# WHAT YOU SHOULD DO:
Exactly as written, copy the lines that run from the start of the data below to the line containing "the script. When", both ends included.

------

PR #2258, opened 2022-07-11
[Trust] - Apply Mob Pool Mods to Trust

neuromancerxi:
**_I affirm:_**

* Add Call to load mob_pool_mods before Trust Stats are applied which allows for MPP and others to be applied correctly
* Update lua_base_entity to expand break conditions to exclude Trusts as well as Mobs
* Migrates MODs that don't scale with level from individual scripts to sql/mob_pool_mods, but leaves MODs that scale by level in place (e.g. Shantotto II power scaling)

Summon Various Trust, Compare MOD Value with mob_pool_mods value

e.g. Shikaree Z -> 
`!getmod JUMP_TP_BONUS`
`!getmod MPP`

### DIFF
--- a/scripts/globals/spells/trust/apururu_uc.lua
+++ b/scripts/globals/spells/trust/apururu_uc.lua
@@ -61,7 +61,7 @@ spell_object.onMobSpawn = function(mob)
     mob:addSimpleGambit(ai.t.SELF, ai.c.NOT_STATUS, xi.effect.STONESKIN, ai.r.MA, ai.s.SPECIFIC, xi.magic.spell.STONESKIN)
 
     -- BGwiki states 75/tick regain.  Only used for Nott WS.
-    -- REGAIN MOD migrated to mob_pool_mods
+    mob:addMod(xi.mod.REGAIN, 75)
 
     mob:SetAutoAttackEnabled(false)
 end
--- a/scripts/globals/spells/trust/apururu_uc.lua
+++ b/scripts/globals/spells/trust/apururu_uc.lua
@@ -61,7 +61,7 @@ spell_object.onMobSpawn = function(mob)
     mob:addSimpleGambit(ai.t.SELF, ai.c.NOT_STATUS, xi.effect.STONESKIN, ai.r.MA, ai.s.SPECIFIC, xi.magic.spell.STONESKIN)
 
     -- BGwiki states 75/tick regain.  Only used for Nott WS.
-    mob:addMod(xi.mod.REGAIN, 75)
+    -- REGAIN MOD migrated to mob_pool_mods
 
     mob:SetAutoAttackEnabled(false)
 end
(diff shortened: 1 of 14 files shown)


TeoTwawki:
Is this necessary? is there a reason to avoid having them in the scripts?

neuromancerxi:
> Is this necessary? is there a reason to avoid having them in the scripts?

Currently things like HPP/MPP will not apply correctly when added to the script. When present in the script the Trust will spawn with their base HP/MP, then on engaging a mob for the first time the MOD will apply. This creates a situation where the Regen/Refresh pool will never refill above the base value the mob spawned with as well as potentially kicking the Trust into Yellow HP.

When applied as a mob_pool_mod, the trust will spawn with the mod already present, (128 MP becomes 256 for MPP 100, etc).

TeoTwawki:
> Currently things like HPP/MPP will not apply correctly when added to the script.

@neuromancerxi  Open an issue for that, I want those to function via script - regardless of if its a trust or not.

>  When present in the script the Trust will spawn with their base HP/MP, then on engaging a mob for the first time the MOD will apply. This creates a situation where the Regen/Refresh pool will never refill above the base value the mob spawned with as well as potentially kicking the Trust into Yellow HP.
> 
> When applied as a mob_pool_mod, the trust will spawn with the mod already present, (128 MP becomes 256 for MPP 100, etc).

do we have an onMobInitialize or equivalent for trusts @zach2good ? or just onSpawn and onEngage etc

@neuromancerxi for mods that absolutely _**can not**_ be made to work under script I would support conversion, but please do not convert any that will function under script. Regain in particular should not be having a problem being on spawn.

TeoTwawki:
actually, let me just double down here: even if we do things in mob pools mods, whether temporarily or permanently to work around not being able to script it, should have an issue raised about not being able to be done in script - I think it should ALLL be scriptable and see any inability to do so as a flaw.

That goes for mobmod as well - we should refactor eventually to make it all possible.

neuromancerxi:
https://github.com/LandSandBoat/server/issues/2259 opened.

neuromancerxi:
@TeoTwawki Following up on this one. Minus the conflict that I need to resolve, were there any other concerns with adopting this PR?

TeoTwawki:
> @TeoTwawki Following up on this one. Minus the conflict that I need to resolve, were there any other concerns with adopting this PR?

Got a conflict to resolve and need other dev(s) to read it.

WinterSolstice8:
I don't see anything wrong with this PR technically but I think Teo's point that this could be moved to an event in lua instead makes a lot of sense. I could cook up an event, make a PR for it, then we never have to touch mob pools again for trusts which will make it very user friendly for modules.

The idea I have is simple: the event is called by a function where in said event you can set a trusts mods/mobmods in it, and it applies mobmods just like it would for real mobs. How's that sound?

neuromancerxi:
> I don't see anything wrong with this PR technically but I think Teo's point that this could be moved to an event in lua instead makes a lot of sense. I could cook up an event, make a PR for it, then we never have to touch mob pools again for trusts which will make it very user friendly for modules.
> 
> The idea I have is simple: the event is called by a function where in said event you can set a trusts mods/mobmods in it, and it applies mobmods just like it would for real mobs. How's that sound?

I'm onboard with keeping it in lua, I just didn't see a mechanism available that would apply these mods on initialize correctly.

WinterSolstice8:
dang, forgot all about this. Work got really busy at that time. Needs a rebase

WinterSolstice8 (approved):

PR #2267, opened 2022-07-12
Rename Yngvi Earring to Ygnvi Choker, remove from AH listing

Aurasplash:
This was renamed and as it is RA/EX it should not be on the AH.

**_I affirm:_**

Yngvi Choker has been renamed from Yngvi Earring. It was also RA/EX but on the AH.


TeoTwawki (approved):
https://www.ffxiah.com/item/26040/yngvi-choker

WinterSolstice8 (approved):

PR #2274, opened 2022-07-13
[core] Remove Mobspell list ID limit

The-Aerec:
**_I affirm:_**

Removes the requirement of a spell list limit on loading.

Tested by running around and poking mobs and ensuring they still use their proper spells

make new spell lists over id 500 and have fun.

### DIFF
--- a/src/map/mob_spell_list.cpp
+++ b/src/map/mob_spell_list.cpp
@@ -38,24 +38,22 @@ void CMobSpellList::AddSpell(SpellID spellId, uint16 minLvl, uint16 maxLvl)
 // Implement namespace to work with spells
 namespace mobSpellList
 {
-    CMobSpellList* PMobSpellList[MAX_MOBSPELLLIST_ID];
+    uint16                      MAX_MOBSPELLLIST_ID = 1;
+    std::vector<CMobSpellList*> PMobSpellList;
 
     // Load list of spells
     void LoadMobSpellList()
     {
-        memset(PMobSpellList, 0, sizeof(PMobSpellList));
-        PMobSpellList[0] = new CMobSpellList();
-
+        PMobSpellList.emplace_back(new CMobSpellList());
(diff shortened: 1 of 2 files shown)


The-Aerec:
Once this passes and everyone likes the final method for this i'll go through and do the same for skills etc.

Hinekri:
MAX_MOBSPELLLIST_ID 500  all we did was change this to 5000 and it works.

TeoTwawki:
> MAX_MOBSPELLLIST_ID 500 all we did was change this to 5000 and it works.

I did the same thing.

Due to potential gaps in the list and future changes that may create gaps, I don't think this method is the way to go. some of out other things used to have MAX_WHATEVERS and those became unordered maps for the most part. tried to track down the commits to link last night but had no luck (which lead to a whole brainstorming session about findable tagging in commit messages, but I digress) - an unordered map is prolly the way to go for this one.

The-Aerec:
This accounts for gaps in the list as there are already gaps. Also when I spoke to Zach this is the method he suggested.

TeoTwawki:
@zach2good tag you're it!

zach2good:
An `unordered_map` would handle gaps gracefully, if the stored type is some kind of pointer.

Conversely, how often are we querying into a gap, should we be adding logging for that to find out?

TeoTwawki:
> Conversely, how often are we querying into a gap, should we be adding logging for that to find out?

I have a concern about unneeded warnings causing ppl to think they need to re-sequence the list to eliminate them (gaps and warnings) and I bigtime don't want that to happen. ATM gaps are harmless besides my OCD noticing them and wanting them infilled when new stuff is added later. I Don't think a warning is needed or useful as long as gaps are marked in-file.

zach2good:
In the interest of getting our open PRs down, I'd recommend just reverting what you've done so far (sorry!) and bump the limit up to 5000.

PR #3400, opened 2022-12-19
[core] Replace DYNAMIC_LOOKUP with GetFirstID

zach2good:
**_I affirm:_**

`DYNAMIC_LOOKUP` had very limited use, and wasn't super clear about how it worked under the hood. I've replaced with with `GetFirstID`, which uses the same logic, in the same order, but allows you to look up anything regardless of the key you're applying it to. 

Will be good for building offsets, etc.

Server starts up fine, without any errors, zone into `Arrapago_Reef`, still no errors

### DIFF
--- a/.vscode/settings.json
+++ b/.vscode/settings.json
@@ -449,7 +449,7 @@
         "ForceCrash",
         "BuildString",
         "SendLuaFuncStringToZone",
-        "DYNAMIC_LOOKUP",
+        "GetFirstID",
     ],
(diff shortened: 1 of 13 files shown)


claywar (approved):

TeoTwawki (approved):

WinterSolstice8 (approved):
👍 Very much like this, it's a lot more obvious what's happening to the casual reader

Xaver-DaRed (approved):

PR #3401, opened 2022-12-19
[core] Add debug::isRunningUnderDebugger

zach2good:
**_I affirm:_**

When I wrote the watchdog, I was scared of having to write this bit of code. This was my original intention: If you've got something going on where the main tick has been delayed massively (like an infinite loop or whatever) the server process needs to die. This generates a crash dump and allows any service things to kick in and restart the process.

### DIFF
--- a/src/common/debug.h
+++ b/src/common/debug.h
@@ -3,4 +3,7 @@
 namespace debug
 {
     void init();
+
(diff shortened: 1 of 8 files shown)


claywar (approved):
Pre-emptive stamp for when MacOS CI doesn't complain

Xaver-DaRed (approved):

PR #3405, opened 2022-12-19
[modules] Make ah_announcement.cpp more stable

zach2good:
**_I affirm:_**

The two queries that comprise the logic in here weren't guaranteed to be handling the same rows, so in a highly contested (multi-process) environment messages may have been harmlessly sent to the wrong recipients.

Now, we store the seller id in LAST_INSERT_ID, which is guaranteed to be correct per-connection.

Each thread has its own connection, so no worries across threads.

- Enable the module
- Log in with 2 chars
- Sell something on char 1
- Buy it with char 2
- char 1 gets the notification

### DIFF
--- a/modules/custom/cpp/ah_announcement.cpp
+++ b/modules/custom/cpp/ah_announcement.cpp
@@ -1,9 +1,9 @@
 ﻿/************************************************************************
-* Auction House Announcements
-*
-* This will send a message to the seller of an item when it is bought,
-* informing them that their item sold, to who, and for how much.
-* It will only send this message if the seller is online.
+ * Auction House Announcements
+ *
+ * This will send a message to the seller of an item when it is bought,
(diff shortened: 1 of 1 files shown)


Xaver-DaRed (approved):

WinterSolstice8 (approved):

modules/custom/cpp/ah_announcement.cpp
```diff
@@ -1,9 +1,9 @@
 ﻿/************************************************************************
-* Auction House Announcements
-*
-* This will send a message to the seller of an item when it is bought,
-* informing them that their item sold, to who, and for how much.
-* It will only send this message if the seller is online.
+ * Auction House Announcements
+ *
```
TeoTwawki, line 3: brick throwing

------

# RESULT OF THIS EXERCISE:
PR #2258, opened 2022-07-11
[Trust] - Apply Mob Pool Mods to Trust

neuromancerxi:
**_I affirm:_**

* Add Call to load mob_pool_mods before Trust Stats are applied which allows for MPP and others to be applied correctly
* Update lua_base_entity to expand break conditions to exclude Trusts as well as Mobs
* Migrates MODs that don't scale with level from individual scripts to sql/mob_pool_mods, but leaves MODs that scale by level in place (e.g. Shantotto II power scaling)

Summon Various Trust, Compare MOD Value with mob_pool_mods value

e.g. Shikaree Z -> 
`!getmod JUMP_TP_BONUS`
`!getmod MPP`

### DIFF
--- a/scripts/globals/spells/trust/apururu_uc.lua
+++ b/scripts/globals/spells/trust/apururu_uc.lua
@@ -61,7 +61,7 @@ spell_object.onMobSpawn = function(mob)
     mob:addSimpleGambit(ai.t.SELF, ai.c.NOT_STATUS, xi.effect.STONESKIN, ai.r.MA, ai.s.SPECIFIC, xi.magic.spell.STONESKIN)
 
     -- BGwiki states 75/tick regain.  Only used for Nott WS.
-    -- REGAIN MOD migrated to mob_pool_mods
+    mob:addMod(xi.mod.REGAIN, 75)
 
     mob:SetAutoAttackEnabled(false)
 end
--- a/scripts/globals/spells/trust/apururu_uc.lua
+++ b/scripts/globals/spells/trust/apururu_uc.lua
@@ -61,7 +61,7 @@ spell_object.onMobSpawn = function(mob)
     mob:addSimpleGambit(ai.t.SELF, ai.c.NOT_STATUS, xi.effect.STONESKIN, ai.r.MA, ai.s.SPECIFIC, xi.magic.spell.STONESKIN)
 
     -- BGwiki states 75/tick regain.  Only used for Nott WS.
-    mob:addMod(xi.mod.REGAIN, 75)
+    -- REGAIN MOD migrated to mob_pool_mods
 
     mob:SetAutoAttackEnabled(false)
 end
(diff shortened: 1 of 14 files shown)


TeoTwawki:
Is this necessary? is there a reason to avoid having them in the scripts?

neuromancerxi:
> Is this necessary? is there a reason to avoid having them in the scripts?

Currently things like HPP/MPP will not apply correctly when added to the script. When present in the script the Trust will spawn with their base HP/MP, then on engaging a mob for the first time the MOD will apply. This creates a situation where the Regen/Refresh pool will never refill above the base value the mob spawned with as well as potentially kicking the Trust into Yellow HP.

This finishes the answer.